### [Exercise details]
Lines containing the word "WebRegistry" are the ones to copy from the records below.

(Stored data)
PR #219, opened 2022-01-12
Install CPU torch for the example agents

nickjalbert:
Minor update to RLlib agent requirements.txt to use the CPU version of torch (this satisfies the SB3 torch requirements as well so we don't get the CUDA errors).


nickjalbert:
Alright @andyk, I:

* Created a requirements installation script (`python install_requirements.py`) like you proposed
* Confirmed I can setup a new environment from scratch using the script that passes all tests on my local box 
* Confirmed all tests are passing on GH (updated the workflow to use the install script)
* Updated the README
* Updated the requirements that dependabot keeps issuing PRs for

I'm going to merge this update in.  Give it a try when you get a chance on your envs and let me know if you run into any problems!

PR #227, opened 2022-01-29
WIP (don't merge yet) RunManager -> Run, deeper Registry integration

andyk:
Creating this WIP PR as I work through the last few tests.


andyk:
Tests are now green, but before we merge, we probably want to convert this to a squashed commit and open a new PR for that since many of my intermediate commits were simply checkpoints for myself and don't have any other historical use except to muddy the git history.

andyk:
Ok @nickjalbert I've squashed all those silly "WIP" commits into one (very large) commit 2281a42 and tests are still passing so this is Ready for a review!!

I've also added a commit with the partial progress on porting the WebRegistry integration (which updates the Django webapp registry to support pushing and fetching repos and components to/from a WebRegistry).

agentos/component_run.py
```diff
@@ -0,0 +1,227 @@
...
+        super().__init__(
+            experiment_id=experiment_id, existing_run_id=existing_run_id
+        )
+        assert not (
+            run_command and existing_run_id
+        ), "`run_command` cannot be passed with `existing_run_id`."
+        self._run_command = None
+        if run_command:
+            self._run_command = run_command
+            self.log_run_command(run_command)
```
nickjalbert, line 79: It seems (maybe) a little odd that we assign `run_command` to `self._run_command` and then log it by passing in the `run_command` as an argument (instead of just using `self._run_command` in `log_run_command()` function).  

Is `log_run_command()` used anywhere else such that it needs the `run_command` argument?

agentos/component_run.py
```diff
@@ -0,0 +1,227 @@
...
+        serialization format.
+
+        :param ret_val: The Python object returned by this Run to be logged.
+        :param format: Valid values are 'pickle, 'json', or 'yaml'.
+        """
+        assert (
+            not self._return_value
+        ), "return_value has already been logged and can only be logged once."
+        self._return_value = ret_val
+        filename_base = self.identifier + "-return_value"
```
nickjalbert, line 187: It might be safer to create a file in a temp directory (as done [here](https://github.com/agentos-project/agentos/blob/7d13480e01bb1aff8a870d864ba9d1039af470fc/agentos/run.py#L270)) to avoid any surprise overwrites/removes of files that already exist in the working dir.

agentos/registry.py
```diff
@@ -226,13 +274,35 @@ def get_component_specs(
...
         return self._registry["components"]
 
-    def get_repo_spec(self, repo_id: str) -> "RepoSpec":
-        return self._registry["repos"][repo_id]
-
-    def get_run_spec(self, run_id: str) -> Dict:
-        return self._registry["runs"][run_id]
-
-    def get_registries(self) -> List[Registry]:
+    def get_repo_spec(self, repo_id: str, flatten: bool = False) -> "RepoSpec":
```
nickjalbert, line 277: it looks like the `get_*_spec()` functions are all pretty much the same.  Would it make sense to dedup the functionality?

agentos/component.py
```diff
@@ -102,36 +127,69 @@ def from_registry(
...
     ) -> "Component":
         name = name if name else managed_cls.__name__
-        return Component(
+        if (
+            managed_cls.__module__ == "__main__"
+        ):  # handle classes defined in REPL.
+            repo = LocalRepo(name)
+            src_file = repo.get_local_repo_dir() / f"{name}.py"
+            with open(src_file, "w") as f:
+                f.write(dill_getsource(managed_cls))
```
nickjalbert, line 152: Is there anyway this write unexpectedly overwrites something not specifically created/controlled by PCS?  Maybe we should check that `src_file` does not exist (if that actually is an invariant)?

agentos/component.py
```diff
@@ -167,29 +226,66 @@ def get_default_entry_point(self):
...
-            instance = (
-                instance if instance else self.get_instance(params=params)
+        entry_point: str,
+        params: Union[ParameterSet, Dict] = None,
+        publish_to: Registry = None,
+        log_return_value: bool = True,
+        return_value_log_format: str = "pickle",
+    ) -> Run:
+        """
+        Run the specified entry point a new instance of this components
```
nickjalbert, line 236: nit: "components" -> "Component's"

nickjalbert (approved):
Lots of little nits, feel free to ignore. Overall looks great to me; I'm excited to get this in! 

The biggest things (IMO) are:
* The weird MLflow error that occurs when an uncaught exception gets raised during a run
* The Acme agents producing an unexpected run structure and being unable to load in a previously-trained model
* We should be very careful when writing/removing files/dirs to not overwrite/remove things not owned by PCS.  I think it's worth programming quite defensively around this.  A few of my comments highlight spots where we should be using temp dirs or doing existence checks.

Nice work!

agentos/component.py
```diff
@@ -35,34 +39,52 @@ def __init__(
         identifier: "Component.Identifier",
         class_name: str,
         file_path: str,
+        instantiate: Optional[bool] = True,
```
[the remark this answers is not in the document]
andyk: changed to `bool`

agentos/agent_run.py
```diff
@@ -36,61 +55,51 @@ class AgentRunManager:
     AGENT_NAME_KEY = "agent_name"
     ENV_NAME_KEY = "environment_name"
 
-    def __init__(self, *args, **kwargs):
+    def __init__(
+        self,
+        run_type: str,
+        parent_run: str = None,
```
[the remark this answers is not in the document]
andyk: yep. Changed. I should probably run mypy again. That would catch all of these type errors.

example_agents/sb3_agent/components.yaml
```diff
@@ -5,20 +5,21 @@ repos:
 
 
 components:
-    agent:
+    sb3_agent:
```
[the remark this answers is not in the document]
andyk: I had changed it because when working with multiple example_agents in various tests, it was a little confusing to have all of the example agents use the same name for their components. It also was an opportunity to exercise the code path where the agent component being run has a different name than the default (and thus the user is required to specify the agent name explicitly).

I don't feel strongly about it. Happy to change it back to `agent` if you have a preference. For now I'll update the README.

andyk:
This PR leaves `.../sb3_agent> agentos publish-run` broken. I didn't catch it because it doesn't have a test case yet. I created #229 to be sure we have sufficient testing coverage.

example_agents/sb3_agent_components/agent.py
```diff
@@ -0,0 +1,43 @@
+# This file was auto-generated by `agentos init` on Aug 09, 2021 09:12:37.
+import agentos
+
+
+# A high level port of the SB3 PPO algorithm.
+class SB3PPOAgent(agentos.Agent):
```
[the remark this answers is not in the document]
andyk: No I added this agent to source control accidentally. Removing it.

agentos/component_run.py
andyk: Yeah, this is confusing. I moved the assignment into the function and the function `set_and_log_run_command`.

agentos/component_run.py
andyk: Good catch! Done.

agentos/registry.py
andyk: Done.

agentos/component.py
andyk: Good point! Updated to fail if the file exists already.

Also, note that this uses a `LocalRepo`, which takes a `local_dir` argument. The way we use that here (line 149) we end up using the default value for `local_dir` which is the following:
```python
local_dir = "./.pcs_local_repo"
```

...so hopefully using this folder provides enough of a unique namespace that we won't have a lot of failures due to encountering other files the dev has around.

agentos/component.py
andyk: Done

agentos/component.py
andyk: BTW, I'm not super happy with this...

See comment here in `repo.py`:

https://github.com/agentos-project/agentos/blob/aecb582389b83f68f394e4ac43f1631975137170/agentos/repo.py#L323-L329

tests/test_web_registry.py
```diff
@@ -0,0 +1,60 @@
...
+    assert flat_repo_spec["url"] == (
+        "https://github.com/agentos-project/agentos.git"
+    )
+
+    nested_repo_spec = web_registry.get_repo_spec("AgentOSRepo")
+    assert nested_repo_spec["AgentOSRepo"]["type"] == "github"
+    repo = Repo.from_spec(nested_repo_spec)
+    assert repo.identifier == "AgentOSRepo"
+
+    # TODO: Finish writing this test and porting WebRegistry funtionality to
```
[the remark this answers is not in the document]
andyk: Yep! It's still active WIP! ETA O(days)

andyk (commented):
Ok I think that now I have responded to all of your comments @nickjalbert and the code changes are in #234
--
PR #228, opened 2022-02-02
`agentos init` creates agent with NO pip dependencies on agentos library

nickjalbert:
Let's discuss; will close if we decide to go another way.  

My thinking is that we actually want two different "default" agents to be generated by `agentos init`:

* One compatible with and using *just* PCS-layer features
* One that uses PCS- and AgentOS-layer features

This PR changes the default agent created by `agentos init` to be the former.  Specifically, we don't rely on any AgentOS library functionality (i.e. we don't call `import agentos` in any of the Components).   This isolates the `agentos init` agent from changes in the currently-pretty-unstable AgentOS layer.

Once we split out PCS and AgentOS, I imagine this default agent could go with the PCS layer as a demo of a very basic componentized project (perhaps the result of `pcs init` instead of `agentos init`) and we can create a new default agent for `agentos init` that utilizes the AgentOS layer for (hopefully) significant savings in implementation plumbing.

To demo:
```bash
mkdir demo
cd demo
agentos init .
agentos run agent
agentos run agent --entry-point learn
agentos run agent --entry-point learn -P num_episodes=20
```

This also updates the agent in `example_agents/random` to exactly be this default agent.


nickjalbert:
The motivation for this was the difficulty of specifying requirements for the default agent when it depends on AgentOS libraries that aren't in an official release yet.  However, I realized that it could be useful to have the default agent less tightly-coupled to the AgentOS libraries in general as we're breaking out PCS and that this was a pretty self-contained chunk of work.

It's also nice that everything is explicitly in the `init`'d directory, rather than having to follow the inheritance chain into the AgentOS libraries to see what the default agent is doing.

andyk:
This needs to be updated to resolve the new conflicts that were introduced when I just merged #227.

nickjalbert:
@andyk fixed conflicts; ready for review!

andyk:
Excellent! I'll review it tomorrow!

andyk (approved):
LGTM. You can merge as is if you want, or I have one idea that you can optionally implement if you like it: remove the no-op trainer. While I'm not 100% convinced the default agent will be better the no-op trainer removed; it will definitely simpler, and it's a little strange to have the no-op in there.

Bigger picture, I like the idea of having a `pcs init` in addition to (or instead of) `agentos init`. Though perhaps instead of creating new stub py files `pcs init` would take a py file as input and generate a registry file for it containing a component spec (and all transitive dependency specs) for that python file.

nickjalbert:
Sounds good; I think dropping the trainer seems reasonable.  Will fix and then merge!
* * *
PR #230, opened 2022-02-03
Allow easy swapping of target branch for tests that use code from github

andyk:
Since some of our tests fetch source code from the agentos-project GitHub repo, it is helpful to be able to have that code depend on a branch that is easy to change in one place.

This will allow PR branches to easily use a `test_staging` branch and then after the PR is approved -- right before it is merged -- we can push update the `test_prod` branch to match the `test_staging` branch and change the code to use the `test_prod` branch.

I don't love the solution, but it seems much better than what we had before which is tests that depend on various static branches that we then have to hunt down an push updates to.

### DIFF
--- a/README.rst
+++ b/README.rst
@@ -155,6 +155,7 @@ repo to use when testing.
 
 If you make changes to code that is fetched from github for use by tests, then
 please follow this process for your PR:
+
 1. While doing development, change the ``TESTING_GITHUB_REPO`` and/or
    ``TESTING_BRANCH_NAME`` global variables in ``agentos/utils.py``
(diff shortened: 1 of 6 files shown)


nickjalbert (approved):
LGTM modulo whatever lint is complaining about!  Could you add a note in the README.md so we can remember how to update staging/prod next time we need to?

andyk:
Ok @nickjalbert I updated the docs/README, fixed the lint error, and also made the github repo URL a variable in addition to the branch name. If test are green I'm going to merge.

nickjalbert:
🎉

### [Reply to the task]
I've also added a commit with the partial progress on porting the WebRegistry integration (which updates the Django webapp registry to support pushing and fetching repos and components to/from a WebRegistry).
+    # TODO: Finish writing this test and porting WebRegistry funtionality to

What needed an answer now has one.